WYYU
- Dalton, Georgia; United States;
- Broadcast area: Northwest Georgia
- Frequency: 104.5 MHz
- Branding: Mix 104.5

Programming
- Format: Adult contemporary
- Affiliations: Westwood One

Ownership
- Owner: North Georgia Radio Group, L.P.
- Sister stations: WBLJ , WOCE

History
- First air date: April 28, 1995
- Former call signs: WAKP (1995)

Technical information
- Licensing authority: FCC
- Facility ID: 54517
- Class: A
- ERP: 6,000 watts
- HAAT: 100 meters (330 ft)
- Transmitter coordinates: 34°49′42.00″N 84°53′41.00″W﻿ / ﻿34.8283333°N 84.8947222°W

Links
- Public license information: Public file; LMS;
- Webcast: Listen live
- Website: mixx1045.com

= WYYU =

WYYU (104.5 FM, "Mix 104.5") is a radio station broadcasting an adult contemporary music format, and licensed to Dalton, Georgia, United States. The station is owned by North Georgia Radio Group, L.P. and features programming from Westwood One.

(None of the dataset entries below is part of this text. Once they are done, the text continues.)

PR #1062, opened 2023-05-08
CI: update compilers

battlmonstr:
* update cpp-build-env to v20
* update clang 13 job to clang 16
* update gcc 11 conan job to gcc 13
* update magic_enum to v0.8.2 to compile on clang 16
* update libtorrent to RC_2_0 @ 272828e + custom fix https://github.com/arvidn/libtorrent/pull/7410 to compile on gcc 13
* fix cbor to compile on gcc 13 - https://github.com/torquem-ch/cbor-cpp/pull/2
* vendor wasmer.io install script to avoid CI error 400

### DIFF
--- a/.circleci/config.yml
+++ b/.circleci/config.yml
@@ -136,13 +136,13 @@ jobs:
       - build
       - test
 
-  linux-gcc-13-conan:
+  linux-gcc-11-conan:
     environment:
       TOOLCHAIN: cxx20
       BUILD_TYPE: Debug
       BUILD_CMAKE_ARGS: -DCONAN_PACKAGE_MANAGER=ON -DCONAN_PROFILE=linux_gcc_11_debug
     docker:
-      - image: ethereum/cpp-build-env:20-gcc-13
+      - image: ethereum/cpp-build-env:20-gcc-11
     resource_class: xlarge
     steps:
       - run:
@@ -334,7 +334,7 @@ workflows:
   silkworm:
     jobs:
       - linux-gcc-12-release
-      - linux-gcc-13-conan
+      - linux-gcc-11-conan
       - linux-gcc-11-thread-sanitizer
       - linux-clang-13-coverage
       - linux-clang-15-address-sanitizer
--- a/.circleci/config.yml
+++ b/.circleci/config.yml
@@ -127,7 +127,7 @@ jobs:
       BUILD_TYPE: Debug
       BUILD_CMAKE_ARGS: -DSILKWORM_SANITIZE=thread
     docker:
-      - image: ethereum/cpp-build-env:18-gcc-11
+      - image: ethereum/cpp-build-env:20-gcc-11
     resource_class: xlarge
     steps:
       - checkout_with_submodules
@@ -140,7 +140,7 @@ jobs:
       BUILD_TYPE: Debug
       BUILD_CMAKE_ARGS: -DCONAN_PACKAGE_MANAGER=ON -DCONAN_PROFILE=linux_gcc_11_debug
     docker:
-      - image: ethereum/cpp-build-env:18-gcc-11
+      - image: ethereum/cpp-build-env:20-gcc-11
     resource_class: xlarge
     steps:
       - run:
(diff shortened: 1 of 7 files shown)


battlmonstr:
magic_enum fails to build on clang 16
abseil fails to build on gcc 13

yperbasis:
> magic_enum fails to build on clang 16 abseil fails to build on gcc 13

[Latest release](https://github.com/Neargye/magic_enum/releases/tag/v0.8.2) of magic_enum has a fix for  clang 16.

battlmonstr:
Hunter uses abseil version 20211102.0
which has a bug when compiling with GCC 13:
https://github.com/abseil/abseil-cpp/issues/1206
And the build fails:
https://app.circleci.com/pipelines/github/torquem-ch/silkworm/7079/workflows/79c77de4-5872-4782-b68f-3c2031bb7d2d/jobs/31127

This bug is fixed in the abseil version 20220623.0 used by Conan.

.circleci/config.yml
```diff
@@ -327,9 +334,9 @@ workflows:
   silkworm:
     jobs:
       - linux-gcc-12-release
-      - linux-gcc-11-conan
+      - linux-gcc-13-conan
       - linux-gcc-11-thread-sanitizer
-      - linux-clang-13-coverage
```
yperbasis, line 332: I'd rather not remove clang 13, since otherwise we might break compilation with it in the future. To my mind we can use this PR as an opportunity to improve our CI a little bit. I suggest to have jobs like clang-min and clang-latest, similar to evmone. Our README says that building silkworm requires "GCC >= 11.2.0 or Clang >= 12.0.0". We should check those versions in CI or update README if we in fact require higher versions.

battlmonstr: The idea is to shift supported compiler versions from clang 13-15 to 14-16, and gcc 11-12 to 12-13.
So in addition to supporting the new compilers (clang 16 and gcc 13) this PR drops support of old clang 13 and gcc 11.

The reason I'm keeping linux-gcc-11-thread-sanitizer for now is Hunter and its old abseil. This job can be bumped to gcc 13 when we move it to conan, and the first step in that direction is this PR: https://github.com/torquem-ch/silkworm/pull/1078

As for clang, "clang-min" becomes 14, and I agree that ideally we should have a job that builds with clang 14. The reason I didn't add it is that all our core developers are using Xcode toolchain currently based on clang 14. So the benefit of having it in CI is fairly low, while the benefit of not having an extra job seems tangible.

I understand that your idea is to have a clang 14 job instead of clang 15, because if we build fine with v14 and v16 the chance that we break on v15 is low. I'm fine with that, although it would mean that in practice we would never build on clang 15, so we don't really know if it works (until Xcode upgrades to it), and at the same time we would build on clang 14 even more than now, which feels redundant.

Thanks for reminding about the readme, I've updated it accordingly now.

battlmonstr: Also note that having a compiler version in the job name separates the build caches at the moment. We can definitely rename jobs to something like clang-min and clang-latest, but need to remember to revise the cache keys.

yperbasis: But why drop support of clang 12/13 and gcc 11 unless we want to use some C++ features not supported by the old compilers? The wider range of compilers we support, the better. For example, gcc11 is the default on the latest Ubuntu LTS.

README.md
```diff
@@ -59,7 +59,7 @@ git submodule update --init --recursive
 ## Building on Linux & macOS
 
 Building Silkworm requires:
-* C++20 compiler: [GCC](https://www.gnu.org/software/gcc/) >= 11.2.0 or [Clang](https://clang.llvm.org/) >= 12.0.0
+* C++20 compiler: [GCC](https://www.gnu.org/software/gcc/) >= 12 or [Clang](https://clang.llvm.org/) >= 14
```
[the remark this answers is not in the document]
battlmonstr: I've replied in the other comment. We have discussed it on a team meeting a while back, but I don't remember if you were present. Let's have a recap of this policy on the next meeting, and decide if we think there's still value in supporting these.

.circleci/config.yml
battlmonstr: Good point. Do we aim to support building on Ubuntu LTS with a default compiler?

battlmonstr: @yperbasis I've reverted this change until further discussion in order to unblock this PR. I'm not against your proposal, but I'd like to have everyone on the same page before proceeding.

canepat: OK we can merge it as it is now and discuss our compiler compatibility strategy separately

canepat (approved):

The station can be heard over much of northwest Georgia, and around and east of Chattanooga in southeast Tennessee. It transmits from the ridge northeast of Dalton and northwest of Chatsworth, near Georgia 286. Its studios and transmitter are separately located in Dalton.

==History==
The station went on the air as WAKP on April 28, 1995. On June 1, 1995, the station changed its call sign to the current WYYU.